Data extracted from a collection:
--------

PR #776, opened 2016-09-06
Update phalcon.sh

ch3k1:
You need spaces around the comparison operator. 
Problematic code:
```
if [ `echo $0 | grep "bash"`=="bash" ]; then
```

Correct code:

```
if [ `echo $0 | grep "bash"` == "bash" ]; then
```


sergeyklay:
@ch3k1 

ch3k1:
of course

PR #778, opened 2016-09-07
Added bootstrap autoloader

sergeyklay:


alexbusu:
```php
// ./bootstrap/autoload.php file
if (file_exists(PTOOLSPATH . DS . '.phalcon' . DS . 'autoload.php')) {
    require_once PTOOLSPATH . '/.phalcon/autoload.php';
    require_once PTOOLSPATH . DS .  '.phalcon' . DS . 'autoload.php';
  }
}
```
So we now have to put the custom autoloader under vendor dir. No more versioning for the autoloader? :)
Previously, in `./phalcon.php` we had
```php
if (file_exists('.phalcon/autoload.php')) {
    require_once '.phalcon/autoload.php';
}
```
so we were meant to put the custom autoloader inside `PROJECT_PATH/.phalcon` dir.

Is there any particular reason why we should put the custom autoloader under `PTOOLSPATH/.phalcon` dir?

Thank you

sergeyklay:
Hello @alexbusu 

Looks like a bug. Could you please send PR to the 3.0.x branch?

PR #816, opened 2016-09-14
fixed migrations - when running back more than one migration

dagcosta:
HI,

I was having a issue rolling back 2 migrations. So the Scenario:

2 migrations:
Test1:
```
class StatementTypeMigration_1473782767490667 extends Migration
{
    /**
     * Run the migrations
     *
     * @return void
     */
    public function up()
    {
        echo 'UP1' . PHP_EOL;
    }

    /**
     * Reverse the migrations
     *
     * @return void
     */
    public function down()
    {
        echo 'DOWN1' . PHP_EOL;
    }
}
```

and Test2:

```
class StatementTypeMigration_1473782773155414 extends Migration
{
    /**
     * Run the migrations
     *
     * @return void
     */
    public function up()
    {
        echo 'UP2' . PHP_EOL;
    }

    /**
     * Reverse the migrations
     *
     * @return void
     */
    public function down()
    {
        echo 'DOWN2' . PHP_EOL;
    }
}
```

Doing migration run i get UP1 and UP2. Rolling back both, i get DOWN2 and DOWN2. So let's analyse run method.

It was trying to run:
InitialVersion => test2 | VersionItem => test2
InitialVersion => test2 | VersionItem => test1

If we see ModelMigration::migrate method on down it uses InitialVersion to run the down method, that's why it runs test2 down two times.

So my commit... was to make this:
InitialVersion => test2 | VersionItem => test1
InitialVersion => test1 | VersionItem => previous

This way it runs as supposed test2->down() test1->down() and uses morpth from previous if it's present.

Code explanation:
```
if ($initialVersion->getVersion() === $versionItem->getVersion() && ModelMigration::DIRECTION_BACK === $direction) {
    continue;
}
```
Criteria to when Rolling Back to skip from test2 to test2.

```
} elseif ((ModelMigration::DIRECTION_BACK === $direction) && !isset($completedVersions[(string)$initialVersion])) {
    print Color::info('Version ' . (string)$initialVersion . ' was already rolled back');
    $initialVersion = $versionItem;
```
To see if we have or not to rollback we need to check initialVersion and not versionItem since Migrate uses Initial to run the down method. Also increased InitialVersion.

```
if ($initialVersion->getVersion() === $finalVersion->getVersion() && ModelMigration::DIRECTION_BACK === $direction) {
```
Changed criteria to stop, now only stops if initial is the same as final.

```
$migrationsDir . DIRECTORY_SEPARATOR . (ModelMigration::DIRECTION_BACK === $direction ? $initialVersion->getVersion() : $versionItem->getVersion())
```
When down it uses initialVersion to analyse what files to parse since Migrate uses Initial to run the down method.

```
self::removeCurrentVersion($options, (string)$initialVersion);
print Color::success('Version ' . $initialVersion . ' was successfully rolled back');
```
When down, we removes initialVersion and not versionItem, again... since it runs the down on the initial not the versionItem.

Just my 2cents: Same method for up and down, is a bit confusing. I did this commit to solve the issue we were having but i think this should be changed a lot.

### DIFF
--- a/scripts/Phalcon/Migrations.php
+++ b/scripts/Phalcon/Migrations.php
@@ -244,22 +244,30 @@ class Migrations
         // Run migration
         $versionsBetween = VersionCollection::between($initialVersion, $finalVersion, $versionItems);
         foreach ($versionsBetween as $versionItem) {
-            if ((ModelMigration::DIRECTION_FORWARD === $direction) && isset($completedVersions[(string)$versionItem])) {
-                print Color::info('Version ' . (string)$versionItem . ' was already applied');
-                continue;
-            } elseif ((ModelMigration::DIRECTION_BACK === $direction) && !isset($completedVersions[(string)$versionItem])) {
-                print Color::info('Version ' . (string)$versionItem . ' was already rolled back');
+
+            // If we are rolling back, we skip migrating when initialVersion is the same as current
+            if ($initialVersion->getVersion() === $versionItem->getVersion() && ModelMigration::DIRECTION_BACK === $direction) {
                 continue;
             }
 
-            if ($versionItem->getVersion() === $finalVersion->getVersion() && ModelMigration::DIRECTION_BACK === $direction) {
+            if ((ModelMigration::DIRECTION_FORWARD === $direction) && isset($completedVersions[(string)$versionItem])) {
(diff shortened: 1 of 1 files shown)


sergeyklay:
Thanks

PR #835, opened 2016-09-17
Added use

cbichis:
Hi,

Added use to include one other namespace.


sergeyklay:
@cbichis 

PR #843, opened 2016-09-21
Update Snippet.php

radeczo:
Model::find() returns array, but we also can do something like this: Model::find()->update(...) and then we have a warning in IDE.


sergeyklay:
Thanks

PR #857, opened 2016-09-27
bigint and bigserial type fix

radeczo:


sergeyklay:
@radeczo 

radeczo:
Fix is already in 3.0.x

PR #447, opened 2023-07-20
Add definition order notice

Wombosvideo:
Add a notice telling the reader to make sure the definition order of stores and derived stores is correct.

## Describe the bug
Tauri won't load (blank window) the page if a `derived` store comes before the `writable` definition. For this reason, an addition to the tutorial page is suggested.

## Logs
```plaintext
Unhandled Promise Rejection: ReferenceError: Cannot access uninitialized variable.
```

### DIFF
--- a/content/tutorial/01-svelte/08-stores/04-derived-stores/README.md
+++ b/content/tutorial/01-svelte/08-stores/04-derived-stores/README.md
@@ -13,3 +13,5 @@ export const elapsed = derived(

--------

* Problem details
Start at the first line of the entries and stop at the line that contains "fixed migrations - when". Repeat every line in that span exactly, and nothing beyond it.

* Task output
PR #776, opened 2016-09-06
Update phalcon.sh

ch3k1:
You need spaces around the comparison operator. 
Problematic code:
```
if [ `echo $0 | grep "bash"`=="bash" ]; then
```

Correct code:

```
if [ `echo $0 | grep "bash"` == "bash" ]; then
```


sergeyklay:
@ch3k1 

ch3k1:
of course

PR #778, opened 2016-09-07
Added bootstrap autoloader

sergeyklay:


alexbusu:
```php
// ./bootstrap/autoload.php file
if (file_exists(PTOOLSPATH . DS . '.phalcon' . DS . 'autoload.php')) {
    require_once PTOOLSPATH . '/.phalcon/autoload.php';
    require_once PTOOLSPATH . DS .  '.phalcon' . DS . 'autoload.php';
  }
}
```
So we now have to put the custom autoloader under vendor dir. No more versioning for the autoloader? :)
Previously, in `./phalcon.php` we had
```php
if (file_exists('.phalcon/autoload.php')) {
    require_once '.phalcon/autoload.php';
}
```
so we were meant to put the custom autoloader inside `PROJECT_PATH/.phalcon` dir.

Is there any particular reason why we should put the custom autoloader under `PTOOLSPATH/.phalcon` dir?

Thank you

sergeyklay:
Hello @alexbusu 

Looks like a bug. Could you please send PR to the 3.0.x branch?

PR #816, opened 2016-09-14
fixed migrations - when running back more than one migration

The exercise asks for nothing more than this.